Task goal
The reply should give back every entry exactly as written.

□ □ □ □ □ □ □

PR #874, opened 2024-01-03
fix: Add Info as Icon buttons intent color

### LINKED ISSUE #706: Buttons are missings the info intent color
The buttons were made based on the Specs & Handhoff file but it's not updated since the color refactor.

On this file we can see that this intent is not present but it's available to designers in the Components file so we need to add it.
cc @elisa-hery

soulcramer:
## 📋 Changes

IconButton and IconToggleButton were missing the info intent color

## 🤔 Context

I think this was because this intent was added later to the button intents

Close #706 

## ✅ Checklist

## 📸 Screenshots

image


SimonMarquis (approved):

SimonMarquis:
@soulcramer btw, I feel like the `Style` segmented buttons should be split into something else, as we now have 5 different styles, and it makes them ellipsised.

soulcramer:
5 is the max number of options available for a Segmented Button here the labels are too big (ideally it would be just numbers or icons for the number of options) AND since I'm using a bigger font scaling than the default one it doesn't help haha 😂

PR #880, opened 2024-01-10
fix: Attempt to reduce letter spacing on callout typo

soulcramer:
## 📋 Changes

Enforce the usages of the typo callout in button even if it's was already the right one used to avoid regressions on refactor and specify explicitly the `0.sp` letter spacing on typo to ensure that it's the value used everywhere.

## 🤔 Context

It seems like the typo in buttons fro android are "bigger" so after looking into it I didn't found any clue if this was really the case or not so I'm explicitly configuring the typo in case the defaults are not what we want.

## ✅ Checklist

## 📸 Screenshots

Can be found in changed files


kazaky (approved):
LGTM

PR #946, opened 2024-02-07
fix: remove unexpected Compose tooling dependency on runtime classpath

SimonMarquis:


soulcramer (approved):
Thanks for the change, I saw last year that they splited the modifiers from the tooling but forgot about it 😬

PR #947, opened 2024-02-07
chore: Update modifiers impl to use Node api and suppress Compose lint warnings on forked components

soulcramer:
## 📋 Changes

Make the following `sparkUsageOverlay` modifier to use the Modifier.Node api, the modifier `minimumTouchTargetSize` to use the material one as it has been made public and suppress the coming warnings from the next version of compose lint  for components that we forked

## 🤔 Context

As said in https://github.com/adevinta/spark-android/pull/923#issuecomment-1924447475 this PR aims to surface the changes required to upgrade to the next compose lint version

## ✅ Checklist


spark/src/main/res/values-fr/strings.xml
```diff
@@ -33,12 +33,12 @@
     <plurals name="spark_rating_with_comments_a11y" tools:ignore="UnusedQuantity">
         <item quantity="one">Note de %1$.1f pour %2$d avis</item>
         <item quantity="other">Note de %1$.1f pour %2$d avis</item>
-        <item quantity="many">Note de %1$.1f pour %2$d avis</item>
+        <item quantity="many">Note de %1$.1f pour %2$d d’avis</item>
```
SimonMarquis, line 36: Are you sure about these additions of `d'` and `de`?

spark/src/main/kotlin/com/adevinta/spark/tools/modifiers/TouchTarget.kt
```diff
@@ -34,40 +34,57 @@ import androidx.compose.ui.unit.dp
...
 
 /**
- * Ensure that the composable has a minimum touch target size
+ * Reserves at least 44.dp in size to disambiguate touch interactions if the element would measure
+ * smaller.
  *
- * Duplicate of Material minimumTouchTargetSize() since it's internal on their side
+ * https://m3.material.io/foundations/accessible-design/accessibility-basics#28032e45-c598-450c-b355-f9fe737b1cd8
+ *
+ * This uses the Spark recommended minimum size of 44.dp x 44.dp, which may not the same as the
```
SimonMarquis, line 42:
```suggestion
 * This uses the Spark recommended minimum size of 44.dp x 44.dp, which may not be the same as the
```

spark/src/main/kotlin/com/adevinta/spark/tools/modifiers/TouchTarget.kt
```diff
@@ -34,40 +34,57 @@ import androidx.compose.ui.unit.dp
...
+ * system enforced minimum size. The minimum clickable / touch target size (44.dp by default) is
+ * controlled by the system via ViewConfiguration` and automatically expanded at the touch input layer.
```
SimonMarquis, line 44:
```suggestion
 * controlled by the system via ViewConfiguration and automatically expanded at the touch input layer.
```

spark/src/main/res/values-fr/strings.xml
soulcramer: Yeah I [checked french plural rules](https://www.unicode.org/cldr/charts/44/supplemental/language_plural_rules.html#fr) and for the many category it should/must be present

PR #1123, opened 2024-05-22
chore!: Remove the legacy API

### LINKED ISSUE #971: Remove legacy themes mentions from the tokens and components
During the Compose Migration of Polaris I've added a CompositionLocal that will apply different styles depending on it to respect the previous UI we had in Polaris and avoid 2 different style from being visible on a screen.

The migration being close to the end we can now safely remove this flags from our codebase

```[tasklist]
### Tasks
- [x] Remove `LocalLegacyStyle` from the code base and only use the current style where it was used
- [x] Remove the legacy theme from the catalog app
- [x] Remove the deprecated `TextButton`
- [x] Remove the deprecated `AssistChip`, `FilterChip`, `InputChip`, `SuggestionChip`
- [x] Remove the deprecated `TagPromote`, `TagUrgent`, `TagPro`
```

soulcramer:
## 📋 Changes

We remove all apis and mentions of the legacy Brikke theme / DS

## 🤔 Context

Closes #971 

## ✅ Checklist


catalog/src/main/kotlin/com/adevinta/spark/catalog/CatalogApp.kt
```diff
@@ -1,5 +1,5 @@
 /*
- * Copyright (c) 2023 Adevinta
+ * Copyright (c) 2023-2024 Adevinta
```
SimonMarquis, line 2: @soulcramer can you check your IDE if you don't have any custom copyright code, because this is not the expected format 🙈

soulcramer: Damn why is this coming back 💀
I'll check

kazaky (approved):

kazaky (dismissed):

□ □ □ □ □ □ □

Result for this task
PR #874, opened 2024-01-03
fix: Add Info as Icon buttons intent color

### LINKED ISSUE #706: Buttons are missings the info intent color
The buttons were made based on the Specs & Handhoff file but it's not updated since the color refactor.

On this file we can see that this intent is not present but it's available to designers in the Components file so we need to add it.
cc @elisa-hery

soulcramer:
## 📋 Changes

IconButton and IconToggleButton were missing the info intent color

## 🤔 Context

I think this was because this intent was added later to the button intents

Close #706 

## ✅ Checklist

## 📸 Screenshots

image


SimonMarquis (approved):

SimonMarquis:
@soulcramer btw, I feel like the `Style` segmented buttons should be split into something else, as we now have 5 different styles, and it makes them ellipsised.

soulcramer:
5 is the max number of options available for a Segmented Button here the labels are too big (ideally it would be just numbers or icons for the number of options) AND since I'm using a bigger font scaling than the default one it doesn't help haha 😂

PR #880, opened 2024-01-10
fix: Attempt to reduce letter spacing on callout typo

soulcramer:
## 📋 Changes

Enforce the usages of the typo callout in button even if it's was already the right one used to avoid regressions on refactor and specify explicitly the `0.sp` letter spacing on typo to ensure that it's the value used everywhere.

## 🤔 Context

It seems like the typo in buttons fro android are "bigger" so after looking into it I didn't found any clue if this was really the case or not so I'm explicitly configuring the typo in case the defaults are not what we want.

## ✅ Checklist

## 📸 Screenshots

Can be found in changed files


kazaky (approved):
LGTM

PR #946, opened 2024-02-07
fix: remove unexpected Compose tooling dependency on runtime classpath

SimonMarquis:


soulcramer (approved):
Thanks for the change, I saw last year that they splited the modifiers from the tooling but forgot about it 😬

PR #947, opened 2024-02-07
chore: Update modifiers impl to use Node api and suppress Compose lint warnings on forked components

soulcramer:
## 📋 Changes

Make the following `sparkUsageOverlay` modifier to use the Modifier.Node api, the modifier `minimumTouchTargetSize` to use the material one as it has been made public and suppress the coming warnings from the next version of compose lint  for components that we forked

## 🤔 Context

As said in https://github.com/adevinta/spark-android/pull/923#issuecomment-1924447475 this PR aims to surface the changes required to upgrade to the next compose lint version

## ✅ Checklist


spark/src/main/res/values-fr/strings.xml
```diff
@@ -33,12 +33,12 @@
     <plurals name="spark_rating_with_comments_a11y" tools:ignore="UnusedQuantity">
         <item quantity="one">Note de %1$.1f pour %2$d avis</item>
         <item quantity="other">Note de %1$.1f pour %2$d avis</item>
-        <item quantity="many">Note de %1$.1f pour %2$d avis</item>
+        <item quantity="many">Note de %1$.1f pour %2$d d’avis</item>
```
SimonMarquis, line 36: Are you sure about these additions of `d'` and `de`?

spark/src/main/kotlin/com/adevinta/spark/tools/modifiers/TouchTarget.kt
```diff
@@ -34,40 +34,57 @@ import androidx.compose.ui.unit.dp
...
 
 /**
- * Ensure that the composable has a minimum touch target size
+ * Reserves at least 44.dp in size to disambiguate touch interactions if the element would measure
+ * smaller.
  *
- * Duplicate of Material minimumTouchTargetSize() since it's internal on their side
+ * https://m3.material.io/foundations/accessible-design/accessibility-basics#28032e45-c598-450c-b355-f9fe737b1cd8
+ *
+ * This uses the Spark recommended minimum size of 44.dp x 44.dp, which may not the same as the
```
SimonMarquis, line 42:
```suggestion
 * This uses the Spark recommended minimum size of 44.dp x 44.dp, which may not be the same as the
```

spark/src/main/kotlin/com/adevinta/spark/tools/modifiers/TouchTarget.kt
```diff
@@ -34,40 +34,57 @@ import androidx.compose.ui.unit.dp
...
+ * system enforced minimum size. The minimum clickable / touch target size (44.dp by default) is
+ * controlled by the system via ViewConfiguration` and automatically expanded at the touch input layer.
```
SimonMarquis, line 44:
```suggestion
 * controlled by the system via ViewConfiguration and automatically expanded at the touch input layer.
```

spark/src/main/res/values-fr/strings.xml
soulcramer: Yeah I [checked french plural rules](https://www.unicode.org/cldr/charts/44/supplemental/language_plural_rules.html#fr) and for the many category it should/must be present

PR #1123, opened 2024-05-22
chore!: Remove the legacy API

### LINKED ISSUE #971: Remove legacy themes mentions from the tokens and components
During the Compose Migration of Polaris I've added a CompositionLocal that will apply different styles depending on it to respect the previous UI we had in Polaris and avoid 2 different style from being visible on a screen.

The migration being close to the end we can now safely remove this flags from our codebase

```[tasklist]
### Tasks
- [x] Remove `LocalLegacyStyle` from the code base and only use the current style where it was used
- [x] Remove the legacy theme from the catalog app
- [x] Remove the deprecated `TextButton`
- [x] Remove the deprecated `AssistChip`, `FilterChip`, `InputChip`, `SuggestionChip`
- [x] Remove the deprecated `TagPromote`, `TagUrgent`, `TagPro`
```

soulcramer:
## 📋 Changes

We remove all apis and mentions of the legacy Brikke theme / DS

## 🤔 Context

Closes #971 

## ✅ Checklist


catalog/src/main/kotlin/com/adevinta/spark/catalog/CatalogApp.kt
```diff
@@ -1,5 +1,5 @@
 /*
- * Copyright (c) 2023 Adevinta
+ * Copyright (c) 2023-2024 Adevinta
```
SimonMarquis, line 2: @soulcramer can you check your IDE if you don't have any custom copyright code, because this is not the expected format 🙈

soulcramer: Damn why is this coming back 💀
I'll check

kazaky (approved):

kazaky (dismissed):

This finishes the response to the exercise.